(DATA RECORDS)

Issue #427, opened 2014-01-23
DecimalTextIntParser has no static method that simply returns an int


sscdotopen:
DecimalTextIntParser has no static method that simply returns an int (in contrast to DecimalTextLongParser). That makes it hard to use.

StephanEwen:
I agree, we should add this.

fhueske:
Some of the other parsers are also lacking a static method.

StephanEwen:
Fixed in a1555ce84ae47edb8cd696f672935cbeffd3481b

PR #618, opened 2014-03-20
Added static method for DecimalTextIntParser

gruay:
I added the static method for DecimalTextIntParser (issue #427) the same way is done in DecimalTextLongParser.
I'm planning on adding static methods for the rest of the parsers.

### DIFF
--- a/stratosphere-core/src/main/java/eu/stratosphere/types/parser/DecimalTextIntParser.java
+++ b/stratosphere-core/src/main/java/eu/stratosphere/types/parser/DecimalTextIntParser.java
@@ -75,4 +75,38 @@ public class DecimalTextIntParser extends FieldParser<IntValue> {
 	public IntValue getLastResult() {
 		return this.result;
 	}
+	
+	public static final int parseField(byte[] bytes, int startPos, int length, char delim) {
+		long val = 0;
+		boolean neg = false;
+		
+		
+		if (bytes[startPos] == '-') {
+			neg = true;
+			startPos++;
+			length--;
+			// check for empty field with only the sign
+			if (length == 0 || bytes[startPos] == delim) {
+				throw new NumberFormatException("Orphaned minus sign.");
+			}
+		}
+		
+		for (; length > 0; startPos++, length--) {
+			if (bytes[startPos] == delim) {
+				return neg ? -(int)val : (int)val;
+			}
+			if (bytes[startPos] < 48 || bytes[startPos] > 57) {
+				throw new NumberFormatException();
+			}
+			val *= 10;
+			val += bytes[startPos] - 48;
+			
+			if (val > OVERFLOW_BOUND && (!neg || val > UNDERFLOW_BOUND)) {
+				throw new NumberFormatException("Number format Overlfow/Underflow");
+			}
+		}
+		return neg ? -(int)val : (int)val;
+	}
+
+	
 }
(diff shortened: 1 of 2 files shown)


rmetzger:
Hey,
thank you for your pull request.
Is there a way to use only one method for the parsing? I have the impression that `public int parseField()` and `public static final int parseField()` are quite similar.

gruay:
Right now the non static one is returning the position in the byte array where it ended parsing the int (or -1 if something went wrong) and then the parsed number is put in a parameter given, whereas the static one simply returns the parsed int.
So, they both do the same but the non-static one gives more information.
I'm not sure if that answer your question now that I re-read it

rmetzger:
I was just wondering if there would be a way to avoid duplicate code, for example by introducing an "internal" method that can handle both cases?

gruay:
Sure, I could move the non-static code to a new static method that would do the same. Then the non-static method would call that one for getting both the ending position and the value and the static method would just care about the parsed value.
Do you mean something like this?

gruay:
Hey, I just created the new static method that is called from both methods.
Did you mean something like this?

stratosphere-core/src/main/java/eu/stratosphere/types/parser/DecimalTextIntParser.java
```diff
@@ -28,19 +28,40 @@
...
+			int end = parseIntField(bytes, startPos, limit, delimiter, reusable);
+			this.result = reusable;
+			return end;
+		} 
+		catch (NumberFormatException e) {
+			if (e.getMessage() == null) {
+				setErrorState(ParseErrorState.NUMERIC_VALUE_ILLEGAL_CHARACTER);
+				return -1;
+			}
+			else if (e.getMessage().equals("Orphaned minus sign.")) {
```
rmetzger, line 41: Differentiating between exceptions by their messages is very bad design.
Imagine someone changes the exception messages. (You could use constants for that)
BUT: a) you could throw different kinds of exceptions.
b) you could implement a custom Exception class with an Enum to represent the different error states.

StephanEwen:
I agree with Robert. That is very fragile code, the way the error messages and return codes are handled. Also, throwing an exception and then turning that into a state seems reversed. Why not parse and set the state, and then react with an exception to the state (if it is not the "OKAY" state)?

StephanEwen:
I am not sure about the use case of this method, but I have a feeling that the delimiter is odd. I think @sscdotopen 's initial case was that it is odd to come up with some delimiter only to have a standalone array parsed.

The original parse method is used to parse a field as part of a CSV row. The standalone method ,seems to me, it rather intended to parse an isolated value inside an array.

@sscdotopen Can you comment on this?

StephanEwen:
What do we do with this pull request? I don't want to merge it in the state that it is in, I think it needs to be improved.

Is anything going to happen here?

fhueske:
I think the problem is, that it is not really clear what issue #427 is about...

StephanEwen:
I think this issue simply asks for a utility to parse binary text data (as
read from a file stream) directly into a primitive type.

Is it fair to ask whoever really needs it should implement it? I think it
is not a priority thing right now.

StephanEwen:
I will close this pull request, because the code is not in shape to be merged and the functionality has by now been subsumed by a1555ce84ae47edb8cd696f672935cbeffd3481b including tests.

Issue #600, opened 2014-03-18
Add SetFields() Method to Tuples


fhueske:
Add a `setFields()` method to tuples to set all fields of a tuple in one method call:
`public void Tuple3.setFields(T1 value1, T2 value2, T3 value3)`

twalthr:
I will implement it.

fhueske:
You know that you only need to change TupleGenerator for that, right?

twalthr:
yes ;-)

fhueske:
Fixed in b6edba26c3443ebe33a3de4f482900fa424430f2

Issue #599, opened 2014-03-18
Tuple field access indexes are off by one


fhueske:
Tuple fields start at 1 (`Tuple1._1`) but are accessed with indexes starting at 0:
`Tuple1.getField(0)` and `Tuple1.T1()` return the same field `Tuple1._1`.

I find this confusing as would make it consistent for example by starting the `getField()` at 1 as well.

fhueske:
The same applies for the key definitions, e.g., `DataSet.groupBy(0)` and `JoinOperatorSets.where(0)` (and so on) all refer to `Tuple._1`

twalthr:
I also ran into this issue at the beginning. I would prefer to start all indexes at 0 as it is usual in computer science.

fhueske:
I am fine either way as long as it is consistent :smirk:

StephanEwen:
The tuples are inspired by the scala tuples. Those start at one. So the
choice is not easy...
Am 18.03.2014 09:25 schrieb "Fabian Hueske" notifications@github.com:

fhueske:
Right, but I think we should have a decision rather soon, i.e., before we announce / release the API. Otherwise, we might silently break existing stuff.

rmetzger:
I'm also in favor of zero-indexed tuples.
I would say Scala is inconsistent and we should not support that. The majority of our users are Java users, and not Scala users.

rmetzger:
Rename it to "v0, v1, ..."

twalthr:
Sorry, I need to ask again. I'm currently working in the TupleGenerator.
So v0,v1,.. was our final decision? I thought f0, f1,..
But _1,_2,.. should still exist for scala developers, right?

fhueske:
I am in favor of replacing `private T1 _1;` by `public T0 f0;` and so on.
Also remove the getter `public T1 T1()` and setter `public void T1(T1 value)`.

This is a Java API and we should not think too much about the 1% Scala developers out there. These guys are probably smart enough and know that other languages start counting at 0 :smirk:

fhueske:
Fixed in b6edba26c3443ebe33a3de4f482900fa424430f2

Issue #597, opened 2014-03-17
Extend the TupleGenerator for generating Tuple-dependent code in other classes


twalthr:
Some classes also depend on the number of tuples. 
E.g. the `types()` of `CsvReader` or `CLASSES` of `TupleTypeInfo`

@StephanEwen already suggested to extend the TupleGenerator. I would like to do this but I'm not sure how.

What do you think about adding a special comment to these classes so that the tuple generator knows where to put Tuple-dependent code, instead of generating the whole class?

```
class CsvReader {
    // Constructor, methods etc.
    // ......

    // BEGIN_OF_TUPLE_DEPENDENT_CODE

    // END_OF_TUPLE_DEPENDENT_CODE
}
```

alexff91:
Hi, maybe better to do this:
Check if there the same methods, if no add tuple-methods to end of class.
This will help if someone will forgot to add // BEGIN_OF_TUPLE_DEPENDENT_CODE at first to the class.

fhueske:
Fixed in b6edba26c3443ebe33a3de4f482900fa424430f2

PR #619, opened 2014-03-20
Several changes in the TupleGenerator

twalthr:
```
- For Tuple Fields:
    - start with index 0
    - are public (no getters and setters anymore)
    - can be accessed via f0,f1, etc. instead of a method T1(), T2(), etc.
    - setFields() allows for setting all fields at once
- For CsvReader, ProjectOperator, TupleTypeInfo:
    - TupleGenerator generates code for classes which depend on the tuple arity.
    - A special String indicates where to put Tuple dependent code
```

This PR implements #600, #599, #597. The TupleGenerator already supports #617 if the indicator is added.


fhueske:
PR looks good. Will merge.

fhueske:
Merged in b6edba26c3443ebe33a3de4f482900fa424430f2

(End DATA RECORDS)

TASK GOAL:
If a line falls between the first line of the records and the line containing "Fixed in a1555ce84ae47edb8cd696f672935cbeffd3481b", inclusive, repeat it exactly; leave out all others.

TASK RESULT:
Issue #427, opened 2014-01-23
DecimalTextIntParser has no static method that simply returns an int


sscdotopen:
DecimalTextIntParser has no static method that simply returns an int (in contrast to DecimalTextLongParser). That makes it hard to use.

StephanEwen:
I agree, we should add this.

fhueske:
Some of the other parsers are also lacking a static method.

StephanEwen:
Fixed in a1555ce84ae47edb8cd696f672935cbeffd3481b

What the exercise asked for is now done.